_WHAT IS NEEDED_
Lines from the beginning of the data through the line containing "1. **External side" are to be copied exactly, with no other line included.

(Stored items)
+===+

Issue #1137, opened 2026-08-26
Org teardown leaves post-commit and #913-rooted reachability residuals


OchnikBartek:
**Found reviewing #1116** (org/collection teardown), which builds on #9. #1116
closes the two concrete harms — a shared physical table dropped for a co-tenant,
and a deleted KB's document rows/files left reachable by `collection_name` — but
review named four residuals it cannot close on that branch. Filing so they are
tracked rather than implicit.

## Residuals

1. **External side effects commit outside the request transaction.**
   `OrganizationService.purge` drops the vector table (`PgVectorStore.delete_collection`
   commits its `DROP TABLE` on its own session) and unlinks stored uploads
   (`_purge_documents`), both before the request session commits the relational
   deletes. If that final commit fails, the org/KB/doc rows roll back and come
   back pointing at vectors and files that are already gone. A retry-safe
   post-commit cleanup (drop + unlink deferred to after commit, e.g. via
   `spawn_after_commit`) would close the window. Narrow today (#1115's lock makes
   a mid-teardown constraint failure unlikely), no regression in class (the old
   code also dropped on its own session), but undocumented until #1116.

+===+

_TASK RESULT_
Issue #1137, opened 2026-08-26
Org teardown leaves post-commit and #913-rooted reachability residuals


OchnikBartek:
**Found reviewing #1116** (org/collection teardown), which builds on #9. #1116
closes the two concrete harms — a shared physical table dropped for a co-tenant,
and a deleted KB's document rows/files left reachable by `collection_name` — but
review named four residuals it cannot close on that branch. Filing so they are
tracked rather than implicit.

## Residuals

1. **External side effects commit outside the request transaction.**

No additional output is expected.